One unique feature of the foamy virus (FV) capsid protein Gag is the absence of Cys-His motifs, which in orthoretroviruses are irreplaceable for multitude functions including viral RNA genome recognition and packaging. Instead, FV Gag contains glycine-arginine-rich (GR) sequences at its C-terminus. In case of prototype FV (PFV) these are historically grouped in three boxes, which have been shown to play essential functions in genome reverse transcription, virion infectivity and particle morphogenesis.
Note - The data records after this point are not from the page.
PR #620, opened 2020-05-04
bug: Add retry and sleep to purge_ttl attempts

jrconlin:
## Description

* env: RETRY_COUNT sets the number of retries for a transaction (default
10)
* env: RETRY_SLEEP_MILLIS sets the sleep period between retry attempts
(default 0)

## Testing

How should reviewers test?

Setting `RUST_LOG=info` will display a confirmation message indicating the values read from the environment. (e.g.
```
lvbox2:~/src/mozilla/syncstorage-rs> RUST_LOG=info RETRY_COUNT=5 SYNC_DATABASE_URL=spanner://projects/foo target/debug/purge_ttl 
[2020-05-04T18:09:40Z INFO  purge_ttl] Retries: 5, sleep: 0ms
[2020-05-04T18:09:40Z INFO  purge_ttl] For projects/foo
...
```
## Issue(s)

Closes https://github.com/mozilla-services/syncstorage-rs/issues/626

### DIFF
--- a/src/bin/purge_ttl.rs
+++ b/src/bin/purge_ttl.rs
@@ -24,8 +24,8 @@ use log::{info, trace, warn};
 use url::{Host, Url};
 
 const SPANNER_ADDRESS: &str = "spanner.googleapis.com:443";
-const RETRY_ENV_VAR: &str = "RETRY_COUNT"; // Default value = 10
-const SLEEP_ENV_VAR: &str = "RETRY_SLEEP_MILLIS"; // Default value = 0
+const RETRY_ENV_VAR: &str = "PURGE_TTL_RETRY_COUNT"; // Default value = 10
+const SLEEP_ENV_VAR: &str = "PURGE_TTL_RETRY_SLEEP_MILLIS"; // Default value = 0
 
 use protobuf::well_known_types::Value;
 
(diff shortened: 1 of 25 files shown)


src/bin/purge_ttl.rs
```diff
@@ -298,34 +308,69 @@ fn main() -> Result<(), Box<dyn Error>> {
...
+                } else {
+                    delete_all(&client, &session, "batches".to_owned())
+                } {
+                    Ok(_) => {
+                        success = true;
+                        break;
+                    }
+                    Err(e) => {
+                        warn!("Batch transaction error: {}: {:?}", i, e);
+                        if nap_time.as_secs() > 0 {
```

Additional functions for RNA packaging and Pol encapsidation were suggested, but have not been conclusively addressed.

Results

Here we show that released wild type PFV particles, like orthoretroviruses, contain various cellular RNAs in addition to viral genome. Unlike orthoretroviruses, the content of selected cellular RNAs in capsids of PFV vector particles was not altered by viral genome encapsidation. Deletion of individual GR boxes had only minor negative effects (2 to 4-fold) on viral and cellular RNA encapsidation over a wide range of cellular Gag to viral genome ratios examined. Only the concurrent deletion of all three PFV Gag GR boxes, or the substitution of multiple arginine residues residing in the C-terminal GR box region by alanine, abolished both viral and cellular RNA encapsidation (>50 to >3,000-fold reduced), independent of the viral production system used. Consequently, those mutants also lacked detectable amounts of encapsidated Pol and were non-infectious. In contrast, particle release was reduced to a much lower extent (3 to 20-fold).

Conclusions

Taken together, our data provides the first identification of a full-length PFV Gag mutant devoid in genome packaging and the first report of cellular RNA encapsidation into PFV particles. Our results suggest that the cooperative action of C-terminal clustered positively charged residues, present in all FV Gag proteins, is the main viral protein determinant for viral and cellular RNA encapsidation. The viral genome independent efficiency of cellular RNA encapsidation suggests differential packaging mechanisms for both types of RNAs. Finally, this study indicates that analogous to orthoretroviruses, Gag ¿ nucleic acid interactions are required for FV capsid assembly and efficient particle release.

【 授权许可】

   
2014 Hamann et al.; licensee BioMed Central Ltd.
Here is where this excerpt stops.